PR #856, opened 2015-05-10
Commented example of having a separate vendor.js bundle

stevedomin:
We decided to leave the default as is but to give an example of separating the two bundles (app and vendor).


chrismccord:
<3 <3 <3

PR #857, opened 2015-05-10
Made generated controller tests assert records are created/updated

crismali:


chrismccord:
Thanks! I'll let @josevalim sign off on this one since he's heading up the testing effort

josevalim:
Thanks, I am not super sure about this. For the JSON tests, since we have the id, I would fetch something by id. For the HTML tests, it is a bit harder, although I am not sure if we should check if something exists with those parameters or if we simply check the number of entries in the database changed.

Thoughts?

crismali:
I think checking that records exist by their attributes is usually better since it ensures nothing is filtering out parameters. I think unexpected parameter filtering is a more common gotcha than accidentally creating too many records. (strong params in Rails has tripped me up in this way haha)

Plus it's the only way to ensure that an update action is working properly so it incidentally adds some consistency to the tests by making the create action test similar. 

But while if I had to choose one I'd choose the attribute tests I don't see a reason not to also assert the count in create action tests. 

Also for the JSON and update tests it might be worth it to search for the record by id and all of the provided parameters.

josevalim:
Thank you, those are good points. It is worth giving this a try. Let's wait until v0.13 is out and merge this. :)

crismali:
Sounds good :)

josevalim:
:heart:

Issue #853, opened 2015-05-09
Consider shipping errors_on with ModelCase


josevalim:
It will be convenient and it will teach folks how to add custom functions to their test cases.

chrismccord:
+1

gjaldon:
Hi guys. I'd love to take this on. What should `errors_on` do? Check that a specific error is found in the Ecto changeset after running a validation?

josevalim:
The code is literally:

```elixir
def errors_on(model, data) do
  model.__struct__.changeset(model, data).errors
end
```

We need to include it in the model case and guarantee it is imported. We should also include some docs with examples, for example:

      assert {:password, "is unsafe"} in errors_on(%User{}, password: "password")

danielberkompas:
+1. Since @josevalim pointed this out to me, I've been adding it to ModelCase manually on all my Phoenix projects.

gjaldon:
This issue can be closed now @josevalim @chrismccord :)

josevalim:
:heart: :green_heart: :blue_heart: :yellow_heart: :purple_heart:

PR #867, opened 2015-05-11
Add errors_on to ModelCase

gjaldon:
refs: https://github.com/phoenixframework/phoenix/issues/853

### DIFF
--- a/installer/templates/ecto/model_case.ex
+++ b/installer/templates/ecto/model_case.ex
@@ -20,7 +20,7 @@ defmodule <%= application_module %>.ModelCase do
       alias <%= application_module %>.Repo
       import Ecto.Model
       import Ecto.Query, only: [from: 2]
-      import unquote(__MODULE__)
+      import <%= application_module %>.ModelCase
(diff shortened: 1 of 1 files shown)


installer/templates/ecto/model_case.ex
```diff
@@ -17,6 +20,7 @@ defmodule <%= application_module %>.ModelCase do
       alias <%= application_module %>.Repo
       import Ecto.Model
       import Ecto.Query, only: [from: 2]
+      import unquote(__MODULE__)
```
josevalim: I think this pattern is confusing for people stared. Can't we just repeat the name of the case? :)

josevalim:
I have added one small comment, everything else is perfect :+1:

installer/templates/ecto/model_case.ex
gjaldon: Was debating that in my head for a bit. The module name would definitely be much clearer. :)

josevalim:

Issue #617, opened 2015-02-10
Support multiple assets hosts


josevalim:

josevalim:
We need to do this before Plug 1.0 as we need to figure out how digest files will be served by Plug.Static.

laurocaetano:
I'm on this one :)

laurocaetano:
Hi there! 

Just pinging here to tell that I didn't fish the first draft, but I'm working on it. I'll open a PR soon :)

--------------------------------------------------

§ **Work instruction**
The number of lines in the records that include "defmodule" is what is needed, with no other words.

§ **Result of the task**
2